WORK TASK
Please reproduce exactly the line that contains "PR #1175, opened 2024-01-25" and every line after it through the end of the records below, adding nothing else.

Stored dataset items:
+===+

PR #1162, opened 2024-01-19
feat: 🎸Green react table component

terrance456:
- refactored bootstrap react component into using green.

1) Simple table

image

2) Sortable table

image

3) Selectable table

image

4) Expandable table

image


mario-subo (commented):
The look of the indeterminate checkbox does not seem correct, however it seems to be a chlorophyl issue with the checkbox itself so I would like to ask the rest of the maintainers if they want this this should be fixed as part of this PR or a separate PR? 


image

splashdust (approved):
Excellent work!

I have some concerns about screen reader support on expandable rows. I suspect they will not be properly announced as sub-rows to the parent. Also, the expand-button has no label, so it will be unclear what it does. I think this can be fixed in a follow-up PR though.

And I agree with @mario-subo that the intermediate checkbox styling issue is outside the scope of this PR.

I opened an issue for the checkbox thing: #1163

sjkayle (approved):

PR #1169, opened 2024-01-22
Fix: Slide-in modal transition

vsjolander:


libs/react/src/lib/modal/modal.tsx
```diff
@@ -89,6 +125,31 @@ export const Modal = ({
   ...props
 }: ModalProps) => {
   const [uuid, _] = useState(id)
+  const [status, setStatus] = useState<string>(UNMOUNTED)
+  const [shouldRender, setShouldRender] = useState<boolean | undefined>(false)
+
+  useEffect(() => {
+    console.log('useEffect', { isOpen, shouldRender, status })
```
splashdust, line 132: Stray console.log

splashdust (changes requested):
Found a stray `console.log`, otherwise it looks excellent!

Issue #1172, opened 2024-01-24
H5 and H6 should be set to medium font weight 


Fredrik-Oberg:
### Bug already reported?

- [X] I confirm that I have checked if the bug already has been reported

### For which framework/library you are reporting the bug

Chlorophyll

### Component name

Typography

### Description

H5 and H6 should be set to medium font weight according to Figma.

Figma reference: https://www.figma.com/file/dX0HJ2MOaQyAOTziCD5fQ7/SEB-Design-System?type=design&node-id=3-2&mode=design&t=xHZMlHL5h0DpPytq-0

Current code: 
https://github.com/sebgroup/green/blob/main/libs/chlorophyll/scss/tokens/_typography.scss#L173

PR #1175, opened 2024-01-25
fix: 🐛 Change font weight for H5 and H6 

fredrik-oberg-seb:
Font weight for H5 and H6 should be medium according to Figma spec
Figma: [SEB Design System - Font Styles](https://www.figma.com/file/dX0HJ2MOaQyAOTziCD5fQ7/SEB-Design-System?node-id=20783%3A58371)

image

✅ Closes: #1172


splashdust (approved):
Looks great. Thank you for the PR!

PR #1185, opened 2024-01-31
Ci: Switch to Changesets for versioning and publishing

splashdust:
This PR swaps out the current [semver](https://github.com/jscutlery/semver) setup with [Changesets](https://github.com/changesets/changesets).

+===+

YOUR RESPONSE
PR #1175, opened 2024-01-25
fix: 🐛 Change font weight for H5 and H6 

fredrik-oberg-seb:
Font weight for H5 and H6 should be medium according to Figma spec
Figma: [SEB Design System - Font Styles](https://www.figma.com/file/dX0HJ2MOaQyAOTziCD5fQ7/SEB-Design-System?node-id=20783%3A58371)

image

✅ Closes: #1172


splashdust (approved):
Looks great. Thank you for the PR!

PR #1185, opened 2024-01-31
Ci: Switch to Changesets for versioning and publishing

splashdust:
This PR swaps out the current [semver](https://github.com/jscutlery/semver) setup with [Changesets](https://github.com/changesets/changesets).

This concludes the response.